## Required work
Pull out every line of the listing below where "medium" appears.

## Information supplied
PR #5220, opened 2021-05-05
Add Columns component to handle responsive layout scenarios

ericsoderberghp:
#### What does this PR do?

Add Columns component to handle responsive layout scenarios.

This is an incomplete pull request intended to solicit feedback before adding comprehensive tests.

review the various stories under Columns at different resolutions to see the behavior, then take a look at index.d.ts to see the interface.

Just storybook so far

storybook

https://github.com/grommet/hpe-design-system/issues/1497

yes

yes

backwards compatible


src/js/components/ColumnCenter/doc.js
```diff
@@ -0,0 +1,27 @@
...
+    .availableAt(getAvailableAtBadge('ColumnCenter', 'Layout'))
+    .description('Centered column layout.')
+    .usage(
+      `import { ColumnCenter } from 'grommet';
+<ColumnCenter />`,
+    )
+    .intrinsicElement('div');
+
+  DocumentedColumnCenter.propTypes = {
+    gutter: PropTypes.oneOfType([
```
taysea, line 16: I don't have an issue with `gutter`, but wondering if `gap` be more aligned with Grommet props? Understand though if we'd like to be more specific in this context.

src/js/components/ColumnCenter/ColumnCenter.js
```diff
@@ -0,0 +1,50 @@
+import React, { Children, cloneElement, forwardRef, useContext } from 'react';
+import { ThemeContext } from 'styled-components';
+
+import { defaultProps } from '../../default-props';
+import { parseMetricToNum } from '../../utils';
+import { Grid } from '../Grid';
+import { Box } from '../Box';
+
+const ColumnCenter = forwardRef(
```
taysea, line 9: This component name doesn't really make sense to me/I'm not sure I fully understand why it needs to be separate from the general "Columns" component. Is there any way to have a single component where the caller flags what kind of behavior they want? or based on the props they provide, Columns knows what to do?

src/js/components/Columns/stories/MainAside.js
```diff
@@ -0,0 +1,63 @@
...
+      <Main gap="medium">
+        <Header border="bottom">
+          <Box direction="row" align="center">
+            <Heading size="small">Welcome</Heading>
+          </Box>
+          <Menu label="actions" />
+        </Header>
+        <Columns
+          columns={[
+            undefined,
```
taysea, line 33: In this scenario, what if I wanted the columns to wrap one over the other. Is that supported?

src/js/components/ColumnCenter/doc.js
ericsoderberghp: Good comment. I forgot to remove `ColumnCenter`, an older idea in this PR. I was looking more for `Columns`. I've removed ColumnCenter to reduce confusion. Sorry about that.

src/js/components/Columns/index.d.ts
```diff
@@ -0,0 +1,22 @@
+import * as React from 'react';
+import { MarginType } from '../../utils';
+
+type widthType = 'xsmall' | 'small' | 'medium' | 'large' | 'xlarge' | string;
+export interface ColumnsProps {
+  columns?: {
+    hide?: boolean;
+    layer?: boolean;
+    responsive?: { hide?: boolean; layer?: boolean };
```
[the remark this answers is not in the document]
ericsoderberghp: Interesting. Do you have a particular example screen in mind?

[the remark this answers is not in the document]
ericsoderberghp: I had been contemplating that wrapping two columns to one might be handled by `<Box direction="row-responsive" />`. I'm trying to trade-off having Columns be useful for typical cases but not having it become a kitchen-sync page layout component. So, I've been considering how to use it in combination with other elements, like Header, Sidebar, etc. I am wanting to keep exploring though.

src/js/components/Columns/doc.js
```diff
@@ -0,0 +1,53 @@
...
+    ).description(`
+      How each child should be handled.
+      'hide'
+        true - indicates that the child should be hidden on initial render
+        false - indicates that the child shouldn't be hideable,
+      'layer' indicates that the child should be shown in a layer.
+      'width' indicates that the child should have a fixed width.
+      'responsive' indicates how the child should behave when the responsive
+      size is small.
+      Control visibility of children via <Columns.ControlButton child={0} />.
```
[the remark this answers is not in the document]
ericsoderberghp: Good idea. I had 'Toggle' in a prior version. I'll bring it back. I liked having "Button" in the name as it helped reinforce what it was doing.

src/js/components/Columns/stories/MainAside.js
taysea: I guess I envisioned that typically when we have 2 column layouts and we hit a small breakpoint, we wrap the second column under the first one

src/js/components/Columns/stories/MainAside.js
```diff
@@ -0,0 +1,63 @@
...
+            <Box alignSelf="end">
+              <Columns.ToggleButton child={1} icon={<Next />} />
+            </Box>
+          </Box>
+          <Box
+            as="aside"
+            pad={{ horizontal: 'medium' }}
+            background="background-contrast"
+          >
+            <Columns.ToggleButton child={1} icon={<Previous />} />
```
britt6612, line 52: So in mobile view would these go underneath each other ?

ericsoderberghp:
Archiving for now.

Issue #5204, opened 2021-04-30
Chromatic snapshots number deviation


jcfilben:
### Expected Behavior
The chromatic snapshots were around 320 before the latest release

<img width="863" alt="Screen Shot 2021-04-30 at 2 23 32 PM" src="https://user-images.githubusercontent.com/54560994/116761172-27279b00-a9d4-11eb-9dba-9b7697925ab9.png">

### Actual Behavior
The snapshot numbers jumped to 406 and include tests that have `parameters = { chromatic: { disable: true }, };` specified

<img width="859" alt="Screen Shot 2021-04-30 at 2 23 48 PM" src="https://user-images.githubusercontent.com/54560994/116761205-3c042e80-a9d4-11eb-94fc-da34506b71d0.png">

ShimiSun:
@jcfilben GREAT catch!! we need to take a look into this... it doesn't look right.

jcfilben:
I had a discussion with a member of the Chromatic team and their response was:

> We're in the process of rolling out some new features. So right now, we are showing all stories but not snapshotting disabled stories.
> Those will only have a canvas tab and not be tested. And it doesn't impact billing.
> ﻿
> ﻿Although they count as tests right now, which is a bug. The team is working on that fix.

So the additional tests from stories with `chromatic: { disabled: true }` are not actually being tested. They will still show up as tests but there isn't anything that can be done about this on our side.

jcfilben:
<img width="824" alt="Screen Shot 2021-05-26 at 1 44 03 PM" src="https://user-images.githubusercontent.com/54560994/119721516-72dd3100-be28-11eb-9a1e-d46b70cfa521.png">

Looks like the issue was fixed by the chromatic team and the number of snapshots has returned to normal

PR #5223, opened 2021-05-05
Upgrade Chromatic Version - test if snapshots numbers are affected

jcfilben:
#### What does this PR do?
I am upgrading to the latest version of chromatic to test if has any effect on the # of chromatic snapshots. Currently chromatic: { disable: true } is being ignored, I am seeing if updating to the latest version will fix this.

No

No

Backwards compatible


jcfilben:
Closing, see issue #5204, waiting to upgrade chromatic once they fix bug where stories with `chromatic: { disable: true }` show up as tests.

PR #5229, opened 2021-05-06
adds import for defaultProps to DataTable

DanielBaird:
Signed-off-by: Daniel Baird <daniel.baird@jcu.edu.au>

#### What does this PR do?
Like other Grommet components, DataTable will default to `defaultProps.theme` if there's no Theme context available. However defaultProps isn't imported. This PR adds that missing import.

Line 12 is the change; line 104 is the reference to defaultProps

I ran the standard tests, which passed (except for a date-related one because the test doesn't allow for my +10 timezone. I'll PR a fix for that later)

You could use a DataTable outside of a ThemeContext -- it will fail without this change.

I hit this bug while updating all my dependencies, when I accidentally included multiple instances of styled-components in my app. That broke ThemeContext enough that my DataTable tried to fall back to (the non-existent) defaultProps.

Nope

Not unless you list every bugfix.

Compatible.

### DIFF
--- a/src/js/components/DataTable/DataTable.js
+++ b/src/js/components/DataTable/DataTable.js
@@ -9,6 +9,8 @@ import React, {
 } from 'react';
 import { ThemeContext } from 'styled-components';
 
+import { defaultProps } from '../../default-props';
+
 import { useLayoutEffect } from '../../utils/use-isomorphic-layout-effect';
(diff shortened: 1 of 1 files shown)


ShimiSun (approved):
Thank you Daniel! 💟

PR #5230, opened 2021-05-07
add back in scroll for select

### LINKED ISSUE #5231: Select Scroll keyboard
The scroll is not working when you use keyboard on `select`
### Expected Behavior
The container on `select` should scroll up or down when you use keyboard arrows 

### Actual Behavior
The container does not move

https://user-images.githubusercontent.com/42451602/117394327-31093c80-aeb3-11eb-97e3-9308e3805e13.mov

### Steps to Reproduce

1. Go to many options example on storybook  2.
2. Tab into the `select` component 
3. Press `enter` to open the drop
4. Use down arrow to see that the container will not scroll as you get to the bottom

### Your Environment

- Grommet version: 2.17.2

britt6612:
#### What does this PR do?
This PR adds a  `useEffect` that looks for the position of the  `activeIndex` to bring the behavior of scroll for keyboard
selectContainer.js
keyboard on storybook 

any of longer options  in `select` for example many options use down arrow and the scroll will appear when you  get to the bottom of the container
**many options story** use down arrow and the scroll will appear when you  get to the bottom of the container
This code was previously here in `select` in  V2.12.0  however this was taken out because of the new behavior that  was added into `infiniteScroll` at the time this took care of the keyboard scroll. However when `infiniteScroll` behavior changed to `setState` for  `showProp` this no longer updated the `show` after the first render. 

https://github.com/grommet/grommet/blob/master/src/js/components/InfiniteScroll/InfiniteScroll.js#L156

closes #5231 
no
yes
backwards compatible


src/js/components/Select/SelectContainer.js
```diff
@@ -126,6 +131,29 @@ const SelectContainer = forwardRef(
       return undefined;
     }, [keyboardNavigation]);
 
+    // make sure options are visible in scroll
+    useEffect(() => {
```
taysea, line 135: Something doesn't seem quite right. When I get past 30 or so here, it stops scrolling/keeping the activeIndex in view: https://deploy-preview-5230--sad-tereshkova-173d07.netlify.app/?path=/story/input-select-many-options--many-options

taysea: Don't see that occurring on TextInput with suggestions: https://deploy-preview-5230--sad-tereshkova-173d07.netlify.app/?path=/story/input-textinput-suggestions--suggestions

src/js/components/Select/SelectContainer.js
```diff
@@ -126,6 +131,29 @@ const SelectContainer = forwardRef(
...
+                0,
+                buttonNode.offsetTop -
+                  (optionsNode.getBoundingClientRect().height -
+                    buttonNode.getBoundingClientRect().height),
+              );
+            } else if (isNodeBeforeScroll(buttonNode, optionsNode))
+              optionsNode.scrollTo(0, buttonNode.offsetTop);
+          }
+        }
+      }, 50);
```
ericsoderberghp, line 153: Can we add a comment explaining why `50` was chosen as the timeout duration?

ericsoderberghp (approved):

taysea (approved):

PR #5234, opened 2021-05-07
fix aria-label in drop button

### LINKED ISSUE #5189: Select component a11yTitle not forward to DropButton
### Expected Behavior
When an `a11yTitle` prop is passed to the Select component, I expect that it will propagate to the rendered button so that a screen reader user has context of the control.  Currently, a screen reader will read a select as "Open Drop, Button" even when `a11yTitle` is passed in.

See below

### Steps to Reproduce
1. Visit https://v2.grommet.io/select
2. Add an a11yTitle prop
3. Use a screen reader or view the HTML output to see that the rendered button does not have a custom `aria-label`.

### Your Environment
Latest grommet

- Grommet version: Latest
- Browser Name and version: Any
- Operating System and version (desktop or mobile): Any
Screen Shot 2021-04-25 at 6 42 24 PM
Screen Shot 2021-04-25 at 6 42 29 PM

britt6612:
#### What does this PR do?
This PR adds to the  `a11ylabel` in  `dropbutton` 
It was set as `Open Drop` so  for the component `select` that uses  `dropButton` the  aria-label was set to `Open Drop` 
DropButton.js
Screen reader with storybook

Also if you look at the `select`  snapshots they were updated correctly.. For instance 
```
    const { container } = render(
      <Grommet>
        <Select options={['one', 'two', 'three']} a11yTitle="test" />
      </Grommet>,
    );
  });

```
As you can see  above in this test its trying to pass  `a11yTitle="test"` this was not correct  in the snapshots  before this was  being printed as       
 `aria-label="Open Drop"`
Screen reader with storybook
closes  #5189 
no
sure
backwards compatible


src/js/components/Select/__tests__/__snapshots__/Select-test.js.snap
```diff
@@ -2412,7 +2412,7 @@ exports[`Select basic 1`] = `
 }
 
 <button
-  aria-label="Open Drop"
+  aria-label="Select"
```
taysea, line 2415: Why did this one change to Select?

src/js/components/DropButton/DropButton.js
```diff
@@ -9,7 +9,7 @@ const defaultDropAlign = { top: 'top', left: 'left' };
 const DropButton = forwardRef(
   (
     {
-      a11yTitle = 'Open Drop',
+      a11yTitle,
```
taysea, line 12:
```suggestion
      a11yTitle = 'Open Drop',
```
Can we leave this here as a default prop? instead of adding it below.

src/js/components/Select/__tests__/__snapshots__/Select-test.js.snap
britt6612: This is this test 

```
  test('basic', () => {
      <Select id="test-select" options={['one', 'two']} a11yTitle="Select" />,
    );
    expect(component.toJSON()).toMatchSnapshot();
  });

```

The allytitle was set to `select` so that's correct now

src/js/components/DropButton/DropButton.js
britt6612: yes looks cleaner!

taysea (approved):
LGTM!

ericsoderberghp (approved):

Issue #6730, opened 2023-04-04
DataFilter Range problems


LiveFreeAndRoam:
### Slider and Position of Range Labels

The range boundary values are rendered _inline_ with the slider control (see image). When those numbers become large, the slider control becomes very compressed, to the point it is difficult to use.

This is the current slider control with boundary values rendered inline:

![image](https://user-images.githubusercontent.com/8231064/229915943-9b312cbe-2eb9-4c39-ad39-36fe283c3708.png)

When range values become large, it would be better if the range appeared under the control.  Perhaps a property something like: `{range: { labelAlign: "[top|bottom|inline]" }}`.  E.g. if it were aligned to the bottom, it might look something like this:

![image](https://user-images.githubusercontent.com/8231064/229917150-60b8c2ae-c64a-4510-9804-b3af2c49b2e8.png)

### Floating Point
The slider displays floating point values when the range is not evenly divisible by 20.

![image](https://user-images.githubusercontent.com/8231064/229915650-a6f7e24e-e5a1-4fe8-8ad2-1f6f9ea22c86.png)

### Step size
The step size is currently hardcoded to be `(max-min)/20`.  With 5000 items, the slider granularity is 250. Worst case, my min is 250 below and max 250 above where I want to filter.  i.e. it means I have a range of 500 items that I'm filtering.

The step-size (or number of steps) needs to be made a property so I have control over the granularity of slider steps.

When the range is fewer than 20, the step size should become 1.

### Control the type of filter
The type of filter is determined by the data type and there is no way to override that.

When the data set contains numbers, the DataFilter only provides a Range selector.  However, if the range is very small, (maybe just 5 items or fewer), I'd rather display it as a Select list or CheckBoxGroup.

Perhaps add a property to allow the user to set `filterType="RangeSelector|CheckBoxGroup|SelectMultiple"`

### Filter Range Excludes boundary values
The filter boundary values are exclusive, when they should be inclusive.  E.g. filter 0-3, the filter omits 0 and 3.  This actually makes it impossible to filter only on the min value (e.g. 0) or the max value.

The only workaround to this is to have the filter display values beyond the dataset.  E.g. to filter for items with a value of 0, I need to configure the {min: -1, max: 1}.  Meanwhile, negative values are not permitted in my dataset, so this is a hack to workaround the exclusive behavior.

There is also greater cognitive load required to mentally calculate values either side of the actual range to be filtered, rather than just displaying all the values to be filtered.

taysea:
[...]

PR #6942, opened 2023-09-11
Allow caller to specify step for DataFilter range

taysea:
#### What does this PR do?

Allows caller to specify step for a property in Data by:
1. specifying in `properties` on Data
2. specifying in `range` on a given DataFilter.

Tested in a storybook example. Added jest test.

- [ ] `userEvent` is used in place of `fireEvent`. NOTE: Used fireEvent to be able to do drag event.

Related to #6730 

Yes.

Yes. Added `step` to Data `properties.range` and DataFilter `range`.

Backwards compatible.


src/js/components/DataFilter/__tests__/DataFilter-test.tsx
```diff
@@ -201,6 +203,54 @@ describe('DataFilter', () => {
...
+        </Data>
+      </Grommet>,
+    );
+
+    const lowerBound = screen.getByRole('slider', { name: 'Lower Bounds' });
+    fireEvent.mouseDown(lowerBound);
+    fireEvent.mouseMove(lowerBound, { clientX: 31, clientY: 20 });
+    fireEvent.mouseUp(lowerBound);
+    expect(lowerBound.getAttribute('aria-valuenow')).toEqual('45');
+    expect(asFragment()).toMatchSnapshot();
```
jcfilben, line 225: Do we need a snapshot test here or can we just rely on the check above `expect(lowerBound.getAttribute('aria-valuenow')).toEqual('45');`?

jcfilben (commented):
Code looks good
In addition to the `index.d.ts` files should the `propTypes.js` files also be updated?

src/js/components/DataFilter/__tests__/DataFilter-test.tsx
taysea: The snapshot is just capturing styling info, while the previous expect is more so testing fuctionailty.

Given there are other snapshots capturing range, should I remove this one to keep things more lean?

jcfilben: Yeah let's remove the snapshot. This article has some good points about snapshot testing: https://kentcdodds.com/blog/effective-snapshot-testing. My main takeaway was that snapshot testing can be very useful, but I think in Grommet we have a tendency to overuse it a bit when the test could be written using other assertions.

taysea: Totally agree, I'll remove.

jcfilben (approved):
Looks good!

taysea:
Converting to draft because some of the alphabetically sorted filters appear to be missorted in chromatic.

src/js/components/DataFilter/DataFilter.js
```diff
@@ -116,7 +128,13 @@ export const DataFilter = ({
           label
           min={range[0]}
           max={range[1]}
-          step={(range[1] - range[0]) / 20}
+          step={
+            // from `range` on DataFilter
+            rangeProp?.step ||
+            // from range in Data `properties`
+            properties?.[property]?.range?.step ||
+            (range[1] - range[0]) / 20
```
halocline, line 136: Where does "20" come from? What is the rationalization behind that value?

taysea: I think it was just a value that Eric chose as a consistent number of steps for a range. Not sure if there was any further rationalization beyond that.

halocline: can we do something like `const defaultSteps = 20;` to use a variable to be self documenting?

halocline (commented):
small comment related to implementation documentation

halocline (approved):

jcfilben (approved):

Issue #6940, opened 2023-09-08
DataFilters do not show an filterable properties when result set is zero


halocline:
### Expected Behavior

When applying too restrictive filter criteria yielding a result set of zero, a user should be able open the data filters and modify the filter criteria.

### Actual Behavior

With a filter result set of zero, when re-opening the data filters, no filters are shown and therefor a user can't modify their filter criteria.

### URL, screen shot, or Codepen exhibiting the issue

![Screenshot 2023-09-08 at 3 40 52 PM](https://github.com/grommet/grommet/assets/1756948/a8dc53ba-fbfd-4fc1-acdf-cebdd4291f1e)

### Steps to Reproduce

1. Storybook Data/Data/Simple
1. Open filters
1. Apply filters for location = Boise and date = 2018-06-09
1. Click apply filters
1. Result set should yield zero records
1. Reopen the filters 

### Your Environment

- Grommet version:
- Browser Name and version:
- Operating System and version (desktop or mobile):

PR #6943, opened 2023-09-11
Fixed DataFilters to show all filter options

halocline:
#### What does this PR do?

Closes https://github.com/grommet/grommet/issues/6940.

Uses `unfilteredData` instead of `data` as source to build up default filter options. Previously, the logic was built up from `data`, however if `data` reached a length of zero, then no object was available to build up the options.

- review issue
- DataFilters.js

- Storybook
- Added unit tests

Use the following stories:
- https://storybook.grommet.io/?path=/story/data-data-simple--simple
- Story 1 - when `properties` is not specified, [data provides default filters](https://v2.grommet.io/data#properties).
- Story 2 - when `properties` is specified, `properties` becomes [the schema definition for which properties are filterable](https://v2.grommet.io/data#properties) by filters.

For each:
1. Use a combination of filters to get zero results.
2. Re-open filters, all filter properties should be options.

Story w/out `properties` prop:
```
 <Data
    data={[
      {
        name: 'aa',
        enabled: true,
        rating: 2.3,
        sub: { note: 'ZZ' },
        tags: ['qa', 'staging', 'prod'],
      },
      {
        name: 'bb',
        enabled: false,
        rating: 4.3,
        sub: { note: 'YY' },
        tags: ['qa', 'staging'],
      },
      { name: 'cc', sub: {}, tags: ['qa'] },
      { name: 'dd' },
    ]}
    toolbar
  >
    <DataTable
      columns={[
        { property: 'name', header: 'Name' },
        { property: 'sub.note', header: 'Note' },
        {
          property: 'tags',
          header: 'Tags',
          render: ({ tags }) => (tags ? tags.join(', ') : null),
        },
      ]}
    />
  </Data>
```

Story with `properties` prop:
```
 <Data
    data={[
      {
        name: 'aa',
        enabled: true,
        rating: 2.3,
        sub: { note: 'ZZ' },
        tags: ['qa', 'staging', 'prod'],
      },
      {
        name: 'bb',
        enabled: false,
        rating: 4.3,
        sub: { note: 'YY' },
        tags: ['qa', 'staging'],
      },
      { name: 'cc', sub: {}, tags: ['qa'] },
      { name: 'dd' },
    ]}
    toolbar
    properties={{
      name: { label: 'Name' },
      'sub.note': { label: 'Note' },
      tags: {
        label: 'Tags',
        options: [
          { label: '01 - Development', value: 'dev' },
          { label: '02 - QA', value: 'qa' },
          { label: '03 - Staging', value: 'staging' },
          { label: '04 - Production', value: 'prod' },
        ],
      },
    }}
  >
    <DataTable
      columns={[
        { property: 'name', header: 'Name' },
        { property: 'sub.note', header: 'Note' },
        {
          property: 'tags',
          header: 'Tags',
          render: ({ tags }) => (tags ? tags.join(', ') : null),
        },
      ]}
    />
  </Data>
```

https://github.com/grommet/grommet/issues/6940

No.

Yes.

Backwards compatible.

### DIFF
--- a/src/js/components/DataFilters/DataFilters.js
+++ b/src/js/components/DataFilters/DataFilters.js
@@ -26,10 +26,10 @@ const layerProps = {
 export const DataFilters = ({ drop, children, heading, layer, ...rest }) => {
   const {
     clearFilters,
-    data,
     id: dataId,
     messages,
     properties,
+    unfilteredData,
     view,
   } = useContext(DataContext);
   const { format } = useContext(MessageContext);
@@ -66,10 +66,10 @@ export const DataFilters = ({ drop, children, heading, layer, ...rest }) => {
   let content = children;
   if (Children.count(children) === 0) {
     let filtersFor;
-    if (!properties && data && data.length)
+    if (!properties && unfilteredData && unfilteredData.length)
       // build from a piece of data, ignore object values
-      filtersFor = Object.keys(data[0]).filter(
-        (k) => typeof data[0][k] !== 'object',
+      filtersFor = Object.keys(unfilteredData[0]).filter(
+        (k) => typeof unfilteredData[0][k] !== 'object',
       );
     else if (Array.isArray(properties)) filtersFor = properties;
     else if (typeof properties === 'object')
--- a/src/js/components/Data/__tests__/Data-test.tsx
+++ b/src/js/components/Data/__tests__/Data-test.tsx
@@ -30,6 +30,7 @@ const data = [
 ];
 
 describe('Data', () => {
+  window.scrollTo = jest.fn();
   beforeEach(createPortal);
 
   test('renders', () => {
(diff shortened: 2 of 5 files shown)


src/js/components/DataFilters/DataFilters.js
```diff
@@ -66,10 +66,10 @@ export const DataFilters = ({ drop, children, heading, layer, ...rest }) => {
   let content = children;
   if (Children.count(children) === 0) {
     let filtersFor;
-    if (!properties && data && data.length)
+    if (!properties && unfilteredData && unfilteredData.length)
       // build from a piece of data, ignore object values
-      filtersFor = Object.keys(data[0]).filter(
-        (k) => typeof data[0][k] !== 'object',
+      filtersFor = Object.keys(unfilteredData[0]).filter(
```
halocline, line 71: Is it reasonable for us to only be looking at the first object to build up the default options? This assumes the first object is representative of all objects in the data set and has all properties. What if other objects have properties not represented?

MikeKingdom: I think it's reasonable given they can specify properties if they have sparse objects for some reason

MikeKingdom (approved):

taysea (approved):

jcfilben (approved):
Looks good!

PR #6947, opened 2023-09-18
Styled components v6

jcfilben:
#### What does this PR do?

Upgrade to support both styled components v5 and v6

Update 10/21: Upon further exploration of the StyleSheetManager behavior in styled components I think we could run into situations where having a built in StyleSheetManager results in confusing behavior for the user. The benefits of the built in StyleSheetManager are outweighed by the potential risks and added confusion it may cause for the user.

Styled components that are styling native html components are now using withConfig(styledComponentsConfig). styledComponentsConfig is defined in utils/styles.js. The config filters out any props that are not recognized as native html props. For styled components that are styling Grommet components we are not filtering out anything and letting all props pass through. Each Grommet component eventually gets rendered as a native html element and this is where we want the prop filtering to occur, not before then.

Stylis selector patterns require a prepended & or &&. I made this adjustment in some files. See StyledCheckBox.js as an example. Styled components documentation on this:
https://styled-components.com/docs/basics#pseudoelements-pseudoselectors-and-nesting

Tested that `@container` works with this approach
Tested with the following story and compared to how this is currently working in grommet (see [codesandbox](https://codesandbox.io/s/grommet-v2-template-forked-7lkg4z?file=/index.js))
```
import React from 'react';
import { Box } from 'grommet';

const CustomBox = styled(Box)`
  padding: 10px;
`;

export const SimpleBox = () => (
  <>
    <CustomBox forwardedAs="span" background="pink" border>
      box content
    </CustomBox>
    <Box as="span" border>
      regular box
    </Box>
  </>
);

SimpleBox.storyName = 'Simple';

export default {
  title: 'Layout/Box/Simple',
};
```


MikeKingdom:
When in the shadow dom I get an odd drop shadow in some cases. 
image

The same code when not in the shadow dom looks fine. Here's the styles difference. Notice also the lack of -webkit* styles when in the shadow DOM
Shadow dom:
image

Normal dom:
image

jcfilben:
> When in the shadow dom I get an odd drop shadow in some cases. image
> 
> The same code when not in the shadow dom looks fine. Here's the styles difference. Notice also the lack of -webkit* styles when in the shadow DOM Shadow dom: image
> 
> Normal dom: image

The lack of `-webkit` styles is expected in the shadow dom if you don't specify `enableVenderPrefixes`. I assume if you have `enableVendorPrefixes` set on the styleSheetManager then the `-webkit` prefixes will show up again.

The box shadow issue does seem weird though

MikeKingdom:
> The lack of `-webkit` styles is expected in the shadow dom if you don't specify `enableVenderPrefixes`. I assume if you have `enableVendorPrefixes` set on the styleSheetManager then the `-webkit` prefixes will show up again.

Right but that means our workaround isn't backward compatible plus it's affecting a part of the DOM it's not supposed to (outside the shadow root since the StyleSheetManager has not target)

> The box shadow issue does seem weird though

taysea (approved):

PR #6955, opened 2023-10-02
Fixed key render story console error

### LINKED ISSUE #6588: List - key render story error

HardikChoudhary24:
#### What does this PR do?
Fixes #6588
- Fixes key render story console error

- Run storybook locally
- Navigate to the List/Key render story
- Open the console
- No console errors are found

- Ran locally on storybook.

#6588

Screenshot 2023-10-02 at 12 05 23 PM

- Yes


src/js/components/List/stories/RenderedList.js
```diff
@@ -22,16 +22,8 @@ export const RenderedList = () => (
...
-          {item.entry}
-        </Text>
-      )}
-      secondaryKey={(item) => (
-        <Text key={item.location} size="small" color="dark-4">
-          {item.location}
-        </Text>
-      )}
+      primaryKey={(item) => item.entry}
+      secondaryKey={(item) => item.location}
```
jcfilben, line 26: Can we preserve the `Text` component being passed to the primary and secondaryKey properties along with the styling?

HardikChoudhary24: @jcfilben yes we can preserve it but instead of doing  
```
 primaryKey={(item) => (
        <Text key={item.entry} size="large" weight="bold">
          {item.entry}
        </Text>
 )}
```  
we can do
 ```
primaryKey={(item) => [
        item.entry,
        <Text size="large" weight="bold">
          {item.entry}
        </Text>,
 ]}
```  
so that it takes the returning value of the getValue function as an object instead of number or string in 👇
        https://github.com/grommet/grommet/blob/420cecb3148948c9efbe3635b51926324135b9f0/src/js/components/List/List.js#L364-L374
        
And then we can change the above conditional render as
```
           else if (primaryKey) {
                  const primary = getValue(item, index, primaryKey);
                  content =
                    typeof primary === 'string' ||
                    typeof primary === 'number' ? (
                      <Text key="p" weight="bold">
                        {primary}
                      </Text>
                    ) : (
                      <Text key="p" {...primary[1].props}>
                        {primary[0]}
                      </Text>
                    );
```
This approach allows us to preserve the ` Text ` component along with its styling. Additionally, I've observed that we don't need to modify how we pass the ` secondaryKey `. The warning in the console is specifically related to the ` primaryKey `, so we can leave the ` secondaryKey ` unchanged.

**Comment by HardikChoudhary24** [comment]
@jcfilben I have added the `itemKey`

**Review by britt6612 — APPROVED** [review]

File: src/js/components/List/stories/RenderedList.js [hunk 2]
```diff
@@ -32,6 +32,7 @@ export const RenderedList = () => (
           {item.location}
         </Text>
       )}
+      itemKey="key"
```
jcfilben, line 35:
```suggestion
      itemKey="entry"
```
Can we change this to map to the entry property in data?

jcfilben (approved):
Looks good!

## Task answer
+      <Main gap="medium">
+type widthType = 'xsmall' | 'small' | 'medium' | 'large' | 'xlarge' | string;
+            pad={{ horizontal: 'medium' }}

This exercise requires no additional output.